In just his second domestic news conference as president, Biden touted his first-year accomplishments, including economic growth, the vaccinations of 200 million people in the U.S. and efforts to keep schools and businesses open. He said he will continue to take steps to get the pandemic under control, including more widespread testing, and he urged the Federal Reserve to address inflation.

It was the first time Biden had formally taken questions from the full White House press corps since the climate summit in Scotland on Nov. 2.

Biden's approval numbers have consistently fallen since the summer as Democrats on Capitol Hill have struggled to find the votes to pass his social spending bill and voting rights legislation — measures he spent much of his first year in office trying to push through Congress.

He has hit the one-year mark of his presidency with Covid case numbers surging, including among the vaccinated, and hospitals overwhelmed with seriously ill unvaccinated patients. On the economy, unemployment numbers have dropped, but inflation has hit the highest level in decades.

And on the foreign policy front, the White House has said it expects Russia to invade Ukraine at any point, with diplomatic talks and the threat of sanctions so far having failed to de-escalate tensions.

"My guess is he will move in.
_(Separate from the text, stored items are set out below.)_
PR #291, opened 2026-09-17
feat(sdk): Python SDK telemetry emission from the evaluator base

michael-berger-czi:
Adding telemetry events

```
{
	"timestamp": "2026-09-17T22:13:15.584Z",
	"sdk_version": "learning-commons-evaluators-python-0.2.0",
	"evaluator_type": "feedback.ela_writing.tone_appropriateness",
	"grade": "",
	"status": "success",
	"latency_ms": 7934,
	"text_length_chars": 154,
	"provider": "openai:gpt-5.4-2026-03-05",
	"token_usage": {
		"input_tokens": 1086,
		"output_tokens": 379
	},
	"metadata": {
		"stage_details": [{
			"stage": "evaluate_tone_appropriateness",
			"provider": "openai:gpt-5.4-2026-03-05",
			"latency_ms": 7934,
			"token_usage": {
				"input_tokens": 1086,
				"output_tokens": 379
			}
		}]
	}
}

{
	"timestamp": "2026-09-17T22:13:34.644Z",
	"sdk_version": "learning-commons-evaluators-python-0.2.0",
	"evaluator_type": "student_facing_text.ela_reading.grade_level_appropriateness",
	"grade": "",
	"status": "success",
	"latency_ms": 16736,
	"text_length_chars": 441,
	"provider": "google:gemini-3.6-flash",
	"token_usage": {
		"input_tokens": 1369,
		"output_tokens": 322
	},
	"metadata": {
		"stage_details": [{
			"stage": "evaluate_grade_level_appropriateness",
			"provider": "google:gemini-3.6-flash",
			"latency_ms": 16734,
			"token_usage": {
				"input_tokens": 1369,
				"output_tokens": 322
			}
		}]
	}
}
{
	"timestamp": "2026-09-17T22:13:43.400Z",
	"sdk_version": "learning-commons-evaluators-python-0.2.0",
	"evaluator_type": "student_facing_text.ela_reading.purpose_clarity",
	"grade": "3",
	"status": "success",
	"latency_ms": 8229,
	"text_length_chars": 885,
	"provider": "google:gemini-3-flash-preview",
	"token_usage": {
		"input_tokens": 1183,
		"output_tokens": 592
	},
	"metadata": {
		"stage_details": [{
			"stage": "evaluate_purpose_clarity",
			"provider": "google:gemini-3-flash-preview",
			"latency_ms": 7921,
			"token_usage": {
				"input_tokens": 1183,
				"output_tokens": 592
			}
		}]
	}
}
{
	"timestamp": "2026-09-17T22:13:50.184Z",
	"sdk_version": "learning-commons-evaluators-python-0.2.0",
	"evaluator_type": "student_facing_text.ela_reading.sentence_structure",
	"grade": "3",
	"status": "success",
	"latency_ms": 6255,
	"text_length_chars": 93,
	"provider": "openai:gpt-4o-2024-08-06",
	"token_usage": {
		"input_tokens": 3643,
		"output_tokens": 548
	},
	"metadata": {
		"stage_details": [{
			"stage": "sentence_analysis",
			"provider": "openai:gpt-4o-2024-08-06",
			"latency_ms": 4494,
			"token_usage": {
				"input_tokens": 2062,
				"output_tokens": 418
			}
		}, {
			"stage": "classify_complexity",
			"provider": "openai:gpt-4o-2024-08-06",
			"latency_ms": 1758,
			"token_usage": {
				"input_tokens": 1581,
				"output_tokens": 130
			}
		}]
	}
}
{
	"timestamp": "2026-09-17T22:14:11.784Z",
	"sdk_version": "learning-commons-evaluators-python-0.2.0",
	"evaluator_type": "student_facing_text.ela_reading.vocabulary_complexity",
	"grade": "3",
	"status": "success",
	"latency_ms": 21023,
	"text_length_chars": 1058,
	"provider": "google:gemini-2.5-pro",
	"token_usage": {
		"input_tokens": 4564,
		"output_tokens": 351
	},
	"metadata": {
		"stage_details": [{
			"stage": "background_knowledge",
			"provider": "openai:gpt-4o-2024-11-20",
			"latency_ms": 1372,
			"token_usage": {
				"input_tokens": 2698,
				"output_tokens": 63
			}
		}, {
			"stage": "vocab_complexity_grades_3_4",
			"provider": "google:gemini-2.5-pro",
			"latency_ms": 19645,
			"token_usage": {
				"input_tokens": 1866,
				"output_tokens": 288
			}
		}]
	}
}
{
	"timestamp": "2026-09-17T22:14:25.894Z",
	"sdk_version": "learning-commons-evaluators-python-0.2.0",
	"evaluator_type": "feedback.ela_writing.tone_appropriateness",
	"grade": "",
	"status": "success",
	"latency_ms": 13008,
	"text_length_chars": 154,
	"provider": "anthropic:claude-opus-5",
	"token_usage": {
		"input_tokens": 1837,
		"output_tokens": 976
	},
	"metadata": {
		"stage_details": [{
			"stage": "evaluate_tone_appropriateness",
			"provider": "anthropic:claude-opus-5",
			"latency_ms": 13008,
			"token_usage": {
				"input_tokens": 1837,
				"output_tokens": 976
			}
		}]
	},
	"model_override": true
}


```

Model override events were also checked manually using Charles Proxy.
```
{
	"timestamp": "2026-09-17T22:28:58.646Z",
	"sdk_version": "learning-commons-evaluators-python-0.2.0",
	"evaluator_type": "student_facing_text.ela_reading.purpose_clarity",
	"grade": "3",
	"status": "success",
	"latency_ms": 30724,
	"text_length_chars": 885,
	"provider": "anthropic:claude-opus-5",
	"token_usage": {
		"input_tokens": 3432,
		"output_tokens": 2138
	},
	"metadata": {
		"stage_details": [{
			"stage": "evaluate_purpose_clarity",
			"provider": "anthropic:claude-opus-5",
			"latency_ms": 30509,
			"token_usage": {
				"input_tokens": 3432,
				"output_tokens": 2138
			}
		}]
	},
	"model_override": true
}
```
Claude summary:
Phase 1c (DSCR-2186). 0.2.0 accepted a telemetry config and sent nothing — `send_telemetry` was a TODO — so this is the emit path, and it lives in `BaseEvaluator`: an evaluator reports by running its evaluation inside `_telemetry_run`, which both bases do, so the five registered evaluators and every evaluator the bases build later emit without code of their own. One event per evaluation, on success and on failure, input validation included.

- `telemetry/types.py` is the TypeScript SDK's `TelemetryEvent` field for field, including what it omits: `JSON.stringify` drops an `undefined`, so `payload()` drops a `None` and builds the keys in that SDK's declaration order. Both SDKs' events aggregate in one collector, so a field on one side only would split the aggregate it feeds; the next change here is the migration that takes the spec's telemetry schema out of Draft (PR 162, Q-10).
- Source information rides on `sdk_version` as `learning-commons-evaluators-python-<version>` — the identifier 0.2.0's `EvaluatorMetadata.sdk_version` already recorded. TypeScript sends a bare version there, so the prefix is what tells the collector which SDK sent an event, and no field exists on one side only. Attribution is the spec's: anonymous against a client id in `~/.config/learning-commons/config.json` — the file and the `telemetry.clientId` key the TypeScript SDK writes, so a host running both SDKs is one client — or identified when `telemetry.learning_commons_api_key` is set, sent as `X-API-Key`.
- Fire-and-forget means a background daemon thread, not a task on the caller's event loop: an event queued by `evaluate_sync` has to outlive the loop `asyncio.run` closes underneath it. Sending never blocks, never raises, and never changes a result; requests are bounded by the same 5s timeout TypeScript aborts at, a full queue drops events rather than memory, and an `atexit` flush keeps a short script from exiting before its last event leaves. `telemetry=False` builds no client at all, so nothing is constructed, queued, or started.
- No raw-input option, per the 2026-09-14 scope change: `record_raw_inputs` was dropped from `TelemetryOptions` in #278 as `recordInputs` was from TypeScript in #274. An event carries a text length, never the text, and there is no field it could be put in.

Verification, as the ticket asks, is against the TypeScript events as the oracle rather than against restated expectations. `cross-sdk-events.test.ts` runs six cases — single-step success, rejected input, provider failure, model override, multi-step success, multi-step failure after one step — against a captured sink and records each case with the event it produced; `test_cross_sdk_events.py` replays the same cases and compares field for field, field order included, with only the clock, wall-clock latency, and `sdk_version` masked. Regenerating the file (`UPDATE_TELEMETRY_ORACLE=1 npm run test:unit`) is what committing both SDKs to a format change looks like. Alongside it, `test_emission.py` runs over the registry, so a later phase cannot add an evaluator that stays silent, and asserts no event carries any free text an evaluator was given.

`tests/conftest.py` routes every test's telemetry into an in-process sink, so the suite cannot post to the collector; that sink is also what the telemetry tests read.

Verification: 875 Python tests and 1,390 TypeScript unit tests pass; Python coverage 98%, the new modules at 99-100%; ruff, ruff format, and mypy clean.

**Thanks for your interest in our project\!**

This repository is currently being maintained internally, so we’re not accepting external contributors.

However, if you’ve discovered a bug or have a feature suggestion, please feel free to open an issue or reach out to us at [support@learningcommons.org](mailto:support@learningcommons.org). 

If you believe you have found a security issue, please responsibly disclose by contacting us at [security@learningcommons.org](mailto:security@learningcommons.org).

If you are interested in partnering with us, fill out [this form](https://learningcommons.org/contact/?utm_source=github&utm_medium=overview&utm_campaign=privatebeta) to get in touch.


sdks/python/src/learning_commons_evaluators/evaluators/single_step.py
```diff
@@ -134,79 +133,80 @@ async def evaluate(
...
-            self.logger.info(
-                "Starting %s evaluation",
-                self.metadata.label,
-                extra={**context, "grade_level": grade_level, "text_length": len(text)},
-            )
+        with self._telemetry_run(self.provider.label) as run:
+            try:
+                values = validate_inputs(raw, self.contract.input_schema)
+                text = values.get(self._text_field, "") if self._text_field else ""
+                run.text_length = len(text)
```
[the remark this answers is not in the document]
michael-berger-czi: Comment from Claude: Fixed in 82438b3. Confirmed: this SDK reported Python `len()` (code points) where the TypeScript oracle reports `String.length` (UTF-16 code units), so one emoji was 1 here and 2 there — into a collector that sums both SDKs.

Worth adding that the cross-SDK suite could not have caught it: `sdks/typescript/tests/fixtures/telemetry-events.json` contains zero non-ASCII characters, so the "compared field for field" promise in that test's own docstring held only for ASCII input.

`telemetry/utils.py` now has `utf16_length`, used at both `run.text_length` sites, with six cases pinning the count across empty, ASCII, BMP (`café`, where it agrees with `len`) and non-BMP input.

One gap left open deliberately: the guard is Python-side only. Nothing yet asserts that TypeScript *agrees* — closing that needs a non-BMP case in `cross-sdk-events.test.ts` plus a regenerated oracle, which is a TypeScript change and out of scope for this PR.

sdks/python/src/learning_commons_evaluators/evaluators/multi_step.py
```diff
@@ -184,97 +183,96 @@ async def evaluate(
...
-                self.metadata.label,
-                extra={**context, "grade_level": grade_level, "text_length": len(text)},
-            )
+        # Until a step starts, the model named is the one the first declared step would
+        # call, so a failure before any of them — a rejected input — still reports a model.
+        with self._telemetry_run(self._providers[self._steps[0].id].label) as run:
+            try:
+                values = validate_inputs(raw, self.contract.input_schema)
+                text = values.get(self._text_field, "") if self._text_field else ""
+                run.text_length = len(text)
```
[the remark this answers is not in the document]
michael-berger-czi: Comment from Claude: Fixed in 82438b3, same change as the single-step path — `run.text_length` here now uses `utf16_length` too, so both bases report the count the TypeScript events report.

sdks/python/src/learning_commons_evaluators/telemetry/utils.py
```diff
@@ -0,0 +1,100 @@
...
+    A filesystem that cannot be read or written (a read-only container, a serverless
+    sandbox) is not a failure: the id is then per-process, and telemetry stays anonymous
+    either way.
+    """
+    global _client_id
+    if _client_id is not None:
+        return _client_id
+
+    path = config_file()
+    stored = _read_config(path)
```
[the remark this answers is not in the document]
michael-berger-czi: Comment from Claude: Valid, but not fixing it here — the same exposure is in the TypeScript SDK, so a Python-only patch would half-fix a shared file.

Confirmed on both halves of the finding:

- **In-process race.** `client_id()` is an unsynchronized check-then-act on a module global, and it is reached from `BaseEvaluator.__init__`, so a threaded service constructing evaluators per request can race on first use. Consequence is bounded: a few events attributed to a second anonymous ID before the file settles.
- **Non-atomic write**, which is the more substantive part. `_write_config` uses `path.write_text`, and `sdks/typescript/src/telemetry/utils.ts:48` uses a plain `writeFileSync` on the *same* file. Concurrent processes can tear it, and then `_read_config` swallows the invalid JSON and starts fresh — so the persistent client ID silently churns, and the torn write drops keys the other SDK owns, which contradicts the promise in this function's own docstring that "a key this SDK does not know about is not ours to drop."

So the fix wants to be both SDKs at once: serialize initialization, and write temp-then-rename. Deferred rather than done piecemeal; the failure mode is telemetry attribution, not evaluation correctness.

sdks/python/src/learning_commons_evaluators/evaluators/base.py
```diff
@@ -174,6 +203,58 @@ def _create_configured_provider(self, default: Provider, default_model: str) ->
...
+        """
+        run = TelemetryRun(provider=provider)
+        try:
+            yield run
+        except Exception as error:
+            self._emit(run, status="error", error_code=type(error).__name__)
+            raise
+        self._emit(run, status="success")
+
+    def _emit(
```
adnanrhussain, line 233: P1 - Pls wrap the body in try / except. logging at warning. Nothing in the current construction can realistically raise, so this is defence-in-depth

sdks/python/src/learning_commons_evaluators/evaluators/multi_step.py
```diff
@@ -184,97 +184,96 @@ async def evaluate(
...
+
+                plan = self._plan(values)
+                outputs: dict[str, Any] = {}
+                computed: dict[str, str] = {}
+
+                for step in plan:
+                    provider = self._providers[step.id]
+                    # Named before the call rather than after it, so a step that fails is
+                    # reported against its own model and not against the last one to finish.
+                    run.provider = provider.label
```
adnanrhussain, line 211: P1 - I think this is overwritten on every step, so maybe make run.provider the +- joined label of the distinct models that ran, in run order

sdks/python/src/learning_commons_evaluators/telemetry/client.py
```diff
@@ -0,0 +1,233 @@
...
+            thread.join(timeout)
+
+    # --- the sender's side -------------------------------------------------------------
+
+    def _start(self) -> None:
+        with self._starting:
+            if self._thread is not None and self._thread.is_alive():
+                return
+            self._thread = threading.Thread(
+                target=self._run, name="learning-commons-telemetry", daemon=True
```
adnanrhussain, line 132: P1 - I ran mutation tests, and flipping the daemon to False, does not fail any test. Can we assert the flag directly - assert sender()._thread.daemon is True after a submit

sdks/python/src/learning_commons_evaluators/telemetry/utils.py
```diff
@@ -0,0 +1,115 @@
...
+    return f"{SDK_IDENTIFIER}-{__version__}"
+
+
+def utc_timestamp() -> str:
+    """Now, as the event carries it: ``2026-09-17T18:04:05.123Z``.
+
+    Millisecond precision and a ``Z`` suffix, which is what JavaScript's
+    ``Date.toISOString`` produces and therefore what the collector already parses.
+    """
+    now = datetime.now(timezone.utc)
```
adnanrhussain, line 41: P2 - It looks like the tests only assert the shape. But if add this assertion we risk flaky tests. Perhaps we can freeze the clock and assert the frozen value?

sdks/python/src/learning_commons_evaluators/telemetry/run.py
```diff
@@ -0,0 +1,74 @@
...
+
+    #: ``provider:model`` for the model answering now: the last step to start, so a failure
+    #: reports the step that was running rather than one that already finished. Before any
+    #: step runs — a validation failure, say — it is the model that would have been called.
+    provider: str
+    #: Length of the evaluator's primary text input; ``0`` until the inputs are validated.
+    #: Counted in characters, where JavaScript counts UTF-16 code units, so text outside the
+    #: BMP reads one lower per astral character than the same text does from the TypeScript
+    #: SDK. The field is a magnitude in an aggregate, not an identity, so it is counted the
+    #: way each language counts.
```
adnanrhussain, line 33: Based on the copilot finding and your update, this may now be invalid

sdks/python/src/learning_commons_evaluators/telemetry/utils.py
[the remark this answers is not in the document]
adnanrhussain: pls add a TODO for now

adnanrhussain (approved):
LGTM

sdks/python/src/learning_commons_evaluators/telemetry/run.py
michael-berger-czi: Comment from Claude: Right, and it was stale from the moment the UTF-16 fix landed — I changed the counting and left the prose describing the old behaviour. It said:

> Counted in characters, where JavaScript counts UTF-16 code units, so text outside the BMP reads one lower per astral character than the same text does from the TypeScript SDK.

That now tells the reader the two SDKs disagree when they agree. Rewritten in `921b83f` to say the count is UTF-16 code units in both, with a pointer to `utf16_length`.

sdks/python/src/learning_commons_evaluators/evaluators/base.py
michael-berger-czi: Comment from Claude: Done in `921b83f`, and I think it is stronger than defence-in-depth: spec §7 requires that logging never "throw, block, or alter results", and telemetry sits on the same path. As written, a raise inside `_emit` propagated out of `evaluate()` and failed an evaluation that had already succeeded.

`_emit` now wraps the send and logs at warning; the body moved to `_send_event` so the guard is one obvious line rather than an indented block. Added a test that patches `TelemetryClient.send` to raise and asserts the evaluation still returns its result with only a warning logged — otherwise the guard is exactly the kind of code that rots untested.

sdks/python/src/learning_commons_evaluators/telemetry/client.py
michael-berger-czi: Comment from Claude: Good catch, and confirmed — zero occurrences of `daemon` anywhere under `tests/` before this. Asserted directly in `921b83f`, on the module-level sender as you suggested:

```python
make_client().send(EVENT)
thread = telemetry_client.sender()._thread
assert thread is not None and thread.daemon is True
```

I re-ran your mutation to check the assertion actually bites: flipping `daemon=True` to `False` now fails this test and nothing else, which is the shape you would want.

sdks/python/src/learning_commons_evaluators/telemetry/utils.py
michael-berger-czi: Comment from Claude: Agreed, and freezing the clock avoids the flakiness rather than risking it. Added in `921b83f` alongside the shape check, monkeypatching `utils.datetime` to a fixed instant.

Chose `123_789` microseconds deliberately: it pins that milliseconds are **truncated** rather than rounded (`.123`, not `.124`), which is the behaviour that could silently drift and which the regex could never catch. The `Z` suffix is pinned by the same assertion.

sdks/python/src/learning_commons_evaluators/telemetry/utils.py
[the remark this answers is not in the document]
michael-berger-czi: Comment from Claude: Added in `921b83f` — a TODO at `client_id()` naming both halves (unsynchronized init, non-atomic write), why it is deferred rather than fixed here (the TypeScript SDK writes the same shared file the same way), and DSCR-2215 as the epic it belongs to. So the deferral is visible where someone will hit it, not just in this thread.

sdks/python/src/learning_commons_evaluators/evaluators/multi_step.py
michael-berger-czi: Comment from Claude: Confirmed, and agreed it is inconsistent — `run.provider` ends up as the last step's label, while the envelope reports `"+".join(...)` of the distinct models in run order. So one multi-step evaluation currently answers "which model ran" two different ways.

Not changing it in this PR, for two reasons.

**It is a shared-format change, not a Python one.** The cross-SDK oracle records a single label for the multi-step cases:

```
multi-step/success: provider='openai:gpt-4o-2024-08-06'
```

and that fixture is generated from TypeScript. Making Python emit the joined label breaks the parity suite until TypeScript emits it too — which is exactly what that suite is for.

**The current behaviour is deliberate for error events.** `run.py` documents it as "the last step to start, so a failure reports the step that was running rather than one that already finished", which is the more useful attribution when a multi-provider run fails partway. A blanket join would lose that. My guess at the right rule is joined-so-far — on success every model that ran, on error the steps that ran plus the one that failed — but that is a semantics decision for the event format rather than something to slip into this PR.

Happy to file it against DSCR-2215 with the constraint written down, unless you would rather it rode along with a TypeScript change you already have in flight.

sdks/python/src/learning_commons_evaluators/telemetry/utils.py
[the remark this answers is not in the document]
michael-berger-czi: Comment from Claude: Filed as **DSCR-2250** and repointed the marker (`04d2974`) — the TODO had said `DSCR-2215`, which is the follow-ups epic rather than an issue, so it pointed somewhere a reader could not actually find.

The ticket records both halves and why neither is safe to fix in one SDK alone:

- **Unsynchronized init** — check-then-act on a module global, reached from `BaseEvaluator.__init__`, so a threaded service can race on first use. Bounded: a few events under a second anonymous id.
- **Non-atomic write** — the substantive one. `_write_config` uses `path.write_text` and `sdks/typescript/src/telemetry/utils.ts:48` uses a plain `writeFileSync` on the *same* `~/.config/learning-commons/config.json`. A torn file makes `_read_config` start fresh, so the id that exists to be persistent silently churns, and the write drops keys the other SDK owns — against the promise in that function's own docstring.

Removing the TODO is an acceptance criterion on the ticket, so the marker and the fix cannot drift apart.

sdks/python/src/learning_commons_evaluators/evaluators/multi_step.py
michael-berger-czi: Comment from Claude: Filed as **DSCR-2251**, together with a second change to the same event — carrying the evaluator's `stable_id`, which was requested separately and hits the identical constraint.

Grouping them because the expensive part is shared: agreeing the semantics, changing both SDKs, regenerating the oracle, and confirming the collector accepts the change. Two separate passes over the shared event format would pay that twice.

The ticket records your point as I understood it, including the tension I flagged above: the rule that keeps both properties is probably joined-so-far — on success every model that ran, on error the steps that ran plus the one that failed — so the error case keeps the attribution `run.py` deliberately gives it. Flagged as a semantics decision rather than an implementation detail, so it gets decided rather than assumed.

sdks/python/src/learning_commons_evaluators/evaluators/base.py
```diff
@@ -58,6 +70,23 @@ def __init__(self, config: EvaluatorConfig | None = None, /, **fields: Any) -> N
         self._override_provider = self._validate_model_override(config.model_override)
         self._validate_credentials()
 
+        telemetry = config.telemetry_options
+        # Disabled means disabled: no client, so nothing is built, queued, or sent, and the
+        # process never starts a sender thread on this evaluator's account.
```
czi-fsisenda: Is all of this from config / constants? If that's the case, creating the telemetry client could be refactored out into a helper to keep this file simpler.

czi-fsisenda: send_event could live in a helper too.

sdks/python/src/learning_commons_evaluators/telemetry/client.py
```diff
@@ -0,0 +1,233 @@
...
+
+#: The collector both SDKs post to.
+COLLECTOR_ENDPOINT = "https://api.learningcommons.org/evaluators-telemetry/v1/events"
+
+#: How long one request may take, matching the TypeScript SDK's abort signal.
+TIMEOUT_SECONDS = 5.0
+
+#: Events waiting to be sent. A caller evaluating faster than the collector accepts loses
+#: events rather than memory; telemetry is a sample, not a ledger.
+QUEUE_CAPACITY = 100
```
czi-fsisenda: These could be in config so we can use different values without changing code

sdks/python/src/learning_commons_evaluators/telemetry/client.py
```diff
@@ -0,0 +1,233 @@
...
+
+
+@dataclass(frozen=True)
+class TelemetryClientConfig:
+    """What the client needs to send an event, assembled once per evaluator."""
+
+    endpoint: str
```
czi-fsisenda: This could default to COLLECTOR_ENDPOINT?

He has to do something," Biden said, referring to Russian President Vladimir Putin and Ukraine.

"There's a whole range of things that I'm sure he's trying to calculate — how quickly you can do what he wants to do, and what does he want to do?" Biden said. "But he's not — he's an informed individual, and I'm sure, I believe, he's calculating what the immediate short-term and the near-term and the long-term consequences of Russia will be, and I don't think he's made up his mind."

But Biden warned of consequences. "I think he'll pay a serious and dear price for it that he doesn't think now will cost him what it's going to cost him, and I think he will regret having done it," Biden said.

The White House has increasingly focused on promoting the two legislative packages Biden was able to get through Congress last year, the American Rescue Plan, which provided Covid relief funds in the spring, and the infrastructure bill that was passed in the fall.

But the climate is far from where the administration said it expected to end Biden's first year when it entered the summer with Covid case numbers tumbling, hiring surging and the prospects of passing both the infrastructure bill and the larger social spending measure looking rosier.

Biden has held the fewest news conferences by a president in his first year in office since Ronald Reagan. Wednesday's event was just his seventh solo news conference, in addition to three joint events he has held with other world leaders, according to a tally by the American Presidency Project at the University of California, Santa Barbara.